Last week, we hosted a webinar discussing the emergency cannabis regulations released by the California state agencies in charge of administering the Medicinal and Adult-Use Cannabis Regulation and Safety Act (MAUCRSA). We had over 1,000 people sign up to find out what the California cannabis regulatory landscape will look like next year for cultivators, manufacturers, distributors, and retailers. It was a lot of fun!
During the webinar, we took questions from attendees, but we couldn’t get to all of them due to the sheer number of questions asked (and please keep them coming!). My colleague in our San Francisco office, Alison Malsbury, recently covered the webinar questions related to cannabis manufacturers, and in this post I’ll address the most-asked questions regarding cultivation. Without further ado, here’s the Q & A:
Q: Do you need to have a separate license if you want to have a nursery?
A: It depends. A nursery is a cultivation license type that authorizes a licensee to produce clones, immature plants, seeds, and other agricultural products for the reproduction and cultivation of cannabis. So long as you have a cultivation license from the California Department of Food and Agriculture (CDFA) you won’t need a separate nursery license for your own in-house cannabis reproduction requirements. Though you will need a nursery license if you want to distribute immature plants or seeds to another licensee.
Q: Is there a cap on the number of cultivation licenses you can hold?
A: There are currently fourteen different license types that fall under the CDFA’s jurisdiction (three more will be added in 2023). Twelve of the license types are distinguished by cultivation method (outdoor, indoor, and mixed-light) and canopy size (the designated area on the premises that contains mature cannabis plants). The other two license types are for nurseries and processors (discussed below). You can hold any number of these licenses except for the medium size a/k/a Type 3 cultivation license type (between 10,0001-22,000 square feet indoor or mixed light, and up to one acre for outdoor). For now, you (or your company) can only hold one Type 3 cultivation license at a time.
Q: Is there a statewide plant canopy cap?
A: The short answer is no, and we covered this question in greater detail here. This was by far one of the more controversial omissions to come out of the CDFA’s regulations. I call it an omission because when the CDFA released their medical regulations under the MCRSA (now withdrawn) back in April they placed a four-acre statewide cap on plant canopy for cultivators, which is now gone under MAUCRSA. Further upsetting the small-scale California cannabis farmer is the fact that in its Environmental Impact Report (released in November), the CDFA recommended a one-acre canopy cap. What motivated the CDFA to remove the acreage cap is anyone’s guess (although you can likely chalk it up to private interest lobbying of the CDFA).
Q: Will all cannabis cultivated before 1/1/2018 that enters the new market have to be tested?
A: Eventually all harvested cannabis that enters the commercial market will have to be tested but the Bureau of Cannabis Control (BCC) issued temporary rules to enable an orderly transition into the regulated commercial market for existing products, including flower. Until July 1, 2018, cannabis goods held by a licensee that were cultivated or manufactured prior to January 1, 2018 but that have not been tested may be transported and sold (with certain exceptions for manufactured cannabis goods). However, you’ll still have to affix a label to the cannabis product stating that it has not been tested and that includes the requisite government warnings.

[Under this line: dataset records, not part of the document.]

PR #207, opened 2023-03-21
[WIP] Avoid Readline when in non-tty

kbrock:
We have 3 prompt methods. Change all to be more tty friendly:

- any_key: use input and not STDIN
- press_ask_yn: don't use readline (we were sporadic on this support anyway)
- just_ask: only use readline if on a tty.

for ask_yn, we could convert over to all using readln, but this required test changes

### DIFF
--- a/lib/manageiq/appliance_console/database_admin.rb
+++ b/lib/manageiq/appliance_console/database_admin.rb
@@ -127,15 +127,11 @@ module ManageIQ
       end
 
       def should_exclude_tables?
-        ask_yn?("Would you like to exclude tables in the dump") do |q|
-          q.readline = true
-        end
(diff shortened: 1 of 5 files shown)


Fryguy:
@kbrock Have you tested the appliance console manually with these changes on an appliance?

kbrock:
WIP: need to manually test
(we need to test the other changes too, so all together sounds like a good plan)

kbrock:
Punting on this for now.

They released highline 3.0.0.pre1
This incorporated my tty changes and helps us avoid hacking it on our side.

I'm leaving this PR open only so we have a reminder that we need to upgrade (and test) the new highline.

kbrock:
going with #210 instead

PR #208, opened 2023-04-21
Move gem name loader to proper namespaced location.

jrafanie:
Move gem name loader to proper namespaced location.


kbrock:
I think the proper solution is to create `lib/manageiq-appliance_console.rb` that requires `manageiq/appliance_console`

This is the pattern I tend to see in gems.

jrafanie:
@kbrock yeah, I understand that is/was the standard for non-rails stuff but zeitwerk is adopting the fairly new (maybe last several years) standard of lib/manageiq/appliance_console.rb, see: https://guides.rubygems.org/name-your-gem/

Checkout https://github.com/fxn/zeitwerk/issues 138 for more background.

Basically, zeitwerk is expecting files to define the constants based on their name and these "gem name.rb" loader files in lib fail this test.  I'd like to find a way to get zeitwerk to work with them without needing to continually tell zeitwerk to ignore them but for now, this is the easiest way.

Basically, unless we expect requires to use the manageiq-appliance_console format, we can safely let bundler do the require as it will try the hyphen form, and if that doesn't exsit, it will use the manageiq/appliance_console form of require.

kbrock:
searched all the code. Looks like the only references to `require "manageiq-appliance_console"` are from within this gem.

kbrock:
kicking to start the build again.

kbrock:
@jrafanie I added #209 to fix the build.
After we merge that, lets see if this turns green.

Q: Can a cultivator transport their cannabis product to a manufacturer?
A: No. All transfer of cannabis from a licensed cultivation site must be conducted by a distributor licensed by the BCC. It’s important to note that a person or company can hold a cultivation and distribution license and they can do so on the same property so long each license type has its own separate and distinct contiguous premises on the property.
Q: Can you act as a processor if you have a cultivation license?
A: Yes. A processor is a license type that only allows for trimming, drying, curing, grading, packaging, or labeling of cannabis and non-manufactured cannabis products (i.e.,flower, shake, kief, leaf, and pre-rolls). If you hold a cultivation license (specialty cottage, specialty, small, or medium), you can process cannabis on your premises without having to obtain a separate processor license so long as you: 1) designate your processing area in your cultivation plan; and 2) you’re compliant with all packaging and labeling requirements. Notably, you cannot cultivate in the processing area and a stand alone processor cannot cultivate any cannabis.